Write about burnout. What does it feel like? What are your burnout triggers?
Burnout is when I believe I can ‘push through the pain’ when it is acute because I cannot miss work which leads to a severe increase in insomnia, which leads to longer and more acute migraines, which leads to sleep deprivation… and then status migraines where I am barely sleeping or not sleeping at all and dehydration at times because I can get very ill very fast with severe IBS-D that comes with migraine. It feels like desperation. Like being between a rock and a hard place. Can’t call in sick… can’t function through the pain. It is a slippery slope into hell. That happens over and over and over again. There is no such thing as ‘catching up on your sleep’ and no pain reduction when you have no functioning migraine preventative and unable to treat the daily migraines since you can only use a triptan three days out of seven. Triggers are everything that triggers migraines and working full time so you cannot reduce the migraines in any way… like taking a triptan at work and keeping on working, such that all the things that aggravate the migraine rather make the triptan only ‘sort of work’ and then it comes right back soon after, which means that triptan was useless and wasted wasn’t it? So one day rolls into another and soon the migraine lasts more than one day. Worst trigger being lack of sleep because a untreated migraine, which would be quite a few, can cause my already bad insomnia to be quite severe and the lack of sleep means I wake up with that migraine still raging… and down the rabbit hole I go.

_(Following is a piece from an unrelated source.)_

PR #144, opened 2026-05-28
fix(presets): pin venv to Python >=3.12 in setup.sh

DevinVinson:
uv venv with no --python defaults to the first system interpreter, which on macOS is CommandLineTools Python 3.9. That fails the subsequent openhands-sdk install since the SDK requires Python >=3.12.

Until I miss work. And have to deal with that guilt and stress that causes. That is chronic migraine hell when you work and it just never ends. And you are just expect to handle it… and not miss work. And not go crazy. Which inevitably leads to… the pit of despair…

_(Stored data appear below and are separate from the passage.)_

PR #159, opened 2026-06-04
PLTF-2895: restore missing indexes on automations and automation_runs

### LINKED ISSUE #157: perf: create missing indexes on automation_runs and automations tables
## Problem

All non-primary-key indexes on `automation_runs` and `automations` tables are **missing in production** despite being defined in Alembic migration `001_initial_schema.py`. Alembic reports version `006` (all migrations applied), but the indexes were never actually created.

### Evidence (production CloudSQL, 2026-06-03)

| Table | seq_scan | seq_tup_read | idx_scan | n_live_tup |
|-------|----------|-------------|----------|------------|
| `automation_runs` | 4,360,000+ | **61,700,000,000** (61.7B) | 0 (pkey only) | — |
| `automations` | 5,380,000+ | **484,000,000** (484M) | 0 (pkey only) | — |

In a 10-second sample: ~173 seq scans on `automation_runs`, ~151 on `automations`.

### Missing Indexes (defined in migration 001 but absent)

**`automation_runs`:**
- `ix_automation_runs_automation_id`
- `ix_automation_runs_status`
- `ix_automation_runs_pending` (partial: status=PENDING)
- `ix_automation_runs_timeout_at`

**`automations`:**
- `ix_automations_user_id`
- `ix_automations_org_id`
- `ix_automations_enabled`
- `ix_automations_deleted_at`
- `ix_automations_last_polled_at`

### Critical Query Patterns Affected

1. **Scheduler poll**: `WHERE enabled = true AND next_run_at <= now AND last_polled_at < threshold`
2. **Dispatcher poll**: `WHERE status = 'PENDING'`
3. **Watchdog scan**: `WHERE status = 'RUNNING' AND timeout_at < now`
4. **Listing queries**: `WHERE user_id = ? AND deleted_at IS NULL` / `WH4. **Listing queries**: `WHERE user_id = ? AND deleted_at IS NULL` / `WH4. **Listins using `CREATE INDEX CONCURRENTLY` (safe for live deployment)
2. Investigate why migration 001 didn't create the indexes — possible partial failure during initial deployment, or the tables were created manually without the indexes
3. Add a smoke test or startup check that verifies expected indexes exist

### Context

These tables share the same CloudSQL instance as the main OpenHands app.

---

aivong-openhands:
Closes #157

## Problem
Every non-PK index on `automations` and `automation_runs` is **missing in production** — confirmed against the prod `automations` DB, only `automations_pkey` and `automation_runs_pkey` exist — even though they're declared on the models and in migration `001`, and alembic reports the latest revision.

This makes the dispatcher poll (`automation_runs WHERE status = 'PENDING' ORDER BY created_at ASC … FOR UPDATE SKIP LOCKED`) do a full table scan on every poll — it's currently among the top queries by total execution time on the shared CloudSQL instance.

## Root cause
The indexes were almost certainly added to migration `001` **after** it had already been applied in prod. Editing an already-applied migration never re-runs it, so already-migrated databases never got the indexes (fresh deployments that ran the corrected `001` do have them). A new migration is the fix.

## Fix
Migration `007` recreates all 9 indexes exactly as declared in the models / migration `001`, with `if_not_exists=True` so it's a **no-op** where they already exist:

**automations:** `user_id`, `org_id`, `enabled`, `deleted_at`, `last_polled_at`
**automation_runs:** `automation_id`, `status`, partial `(created_at) WHERE status='PENDING'`, `timeout_at`

No model changes — the models already declare these.

### Plain `CREATE INDEX`, not `CONCURRENTLY`
#157 suggests `CONCURRENTLY`, but this migration harness runs on **pg8000 inside a transaction holding an advisory lock**, where alembic's `autocommit_block` (required for `CONCURRENTLY`) fails — the same incompatibility recently hit on an OpenHands enterprise migration. Both tables are small in prod (`automation_runs` ~52K rows / 16 MB, `automations` ~200 rows), so each build is sub-second and the brief write-lock is acceptable.

## Follow-ups (not in this PR)
- Add the startup/smoke check from #157 point 3 to assert expected indexes exist, so this can't silently recur.
- Other models also declare `index=True` columns (e.g. `TarballUpload`, `CustomWebhook`) — worth verifying those indexes exist in prod too.

## Verification plan
On deploy I'll confirm the indexes exist and that the dispatcher poll switches from Seq Scan to an index/partial-index scan, and capture the before/after seq-scan rate (same method used for the `event_callback` fix).

### DIFF
--- a/migrations/versions/007_restore_missing_indexes.py
+++ b/migrations/versions/007_restore_missing_indexes.py
@@ -1,0 +1,97 @@
+"""Restore missing indexes on automations and automation_runs
+
+The non-primary-key indexes for these tables are declared on the models and in
+migration 001, but are absent in production: alembic reports the latest revision
+yet only the PK indexes exist. The most likely cause is that the indexes were
+added to migration 001 after it had already been applied, so they were never
+created in already-migrated databases (editing an applied migration does not
+re-run it). This migration recreates them idempotently.
+
+Effect: removes full table scans for the scheduler/dispatcher/watchdog polls and
+the listing queries, notably the dispatcher poll
+``WHERE status = 'PENDING' ORDER BY created_at`` (covered by the partial
+ix_automation_runs_pending) — one of the heaviest queries on the shared CloudSQL
+instance.
+
+Plain CREATE INDEX (not CONCURRENTLY): this migration harness runs on pg8000
+inside a transaction holding an advisory lock, where alembic's autocommit_block
+(required for CREATE INDEX CONCURRENTLY) fails. Both tables are small in prod
+(automation_runs ~52K rows / 16MB, automations ~200 rows), so each build is
+sub-second and the brief write lock is acceptable. if_not_exists keeps this a
+no-op on databases that already have the indexes (e.g. fresh deployments).
+
+Revision ID: 007
+Revises: 006
+Create Date: 2026-06-04
+"""
+
+from typing import Sequence, Union
+
+from alembic import op
+from sqlalchemy import text
+
+revision: str = "007"
+down_revision: Union[str, None] = "006"
+branch_labels: Union[str, Sequence[str], None] = None
+depends_on: Union[str, Sequence[str], None] = None
+
+
+def upgrade() -> None:
+    # automations
+    op.create_index(
+        "ix_automations_user_id", "automations", ["user_id"], if_not_exists=True
+    )
+    op.create_index(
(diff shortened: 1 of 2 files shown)


aivong-openhands:
@openhands fix failing backend check

aivong-openhands:
Might not be needed so setting to draft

What gets you OUT of the pit of despair when nothing is going your way?
I admit for the last couple of years I have lived in the pit of despair when it comes to chronic migraines just because I was having some extreme difficulties coping with work, pain levels, insomnia and mood. Work is like this intense onslaught of sensory overload and this constant struggle to think through the pain and mask the pain. So when at home I needed alone time to recuperate. Well, I was not really functioning at that point anyway so it was more like I needed something to just distract me from the pain, which is how I get myself out of the pit of despair. Not thinking about the pain. Thinking about it… very bad idea. I can’t stress that enough because I could think myself into such bad despair… nothing like being in acute pain on a Wednesday and wondering how the hell you are going to make it to Friday. So distractions are the way to go.
1) I read a lot. A lot a lot. People think that is weird with migraines and migraines with the insane amount of visual auras I get… but only enough I can read in the very fast skimming fashion I do for fiction in very dim lighting that is indirect and most people would find uncomfortable to read in. And I find it the perfect escapism and one I have indulged in since I was a kid. Not one I will give up on. And when the pain is so intense I cannot read that is very depressing because those days I can’t do anything but lay there and just exist.
2) Creative writing. I write fantasy fiction ebooks and I suppose it is like the ultimate escapism because I create the world and the story and can just dive right in there. Only issue of course is the vast amount of transposed letters and aphasia typos and so forth I need to edit and then edit again and then edit again. But the actual creation process I love. and again… it is a distraction, it points my mind away from thoughts I don’t want to be thinking amount and immerses it into a passion I love.
3) Social media- all the blogging and tumbling and facebook paging and tweeting and facebook groups keep me connected and this is a very good thing for me. I need to get my frustrations out there. I need to understand I am not alone. I am a hermit and I am too isolated so I need to keep the connections I have. Plus when I am in a lot of pain and something is stressing me out or frustrating me a great deal it feels better to get it out rather than hold it in.
4) Just relaxing and listening to some really good music. Not thinking anything at all. Not depressing music. Sometimes dance music and busting out some goofy dance moves. Sometimes just laying on my back and listening to something mellow. Sometimes meditating. Music can be a wonderful tool to shut my mind the hell up, which is a good thing.
5) Yoga and or walking: a little exercise not a lot but a little can make me feel good. Grounds me a bit. And again stops the mind from thinking for a little bit.
6) Therapy: Because I have been having some problems I have decided to see a psychologist regularly to help with additional coping methods for the pain I cannot reduce. I think it is a good idea for anyone with a great deal of chronic pain… we don’t always have all the answers when it comes to coping strategies and why not have someone to help us out with some new ones?
7) When all else fails… sleep. Sometimes I cannot distract myself from the pain. I am unable to do anything. And this is difficult. Sometimes a good nap will help not only with the pain but make me feel a little better and get me through the day.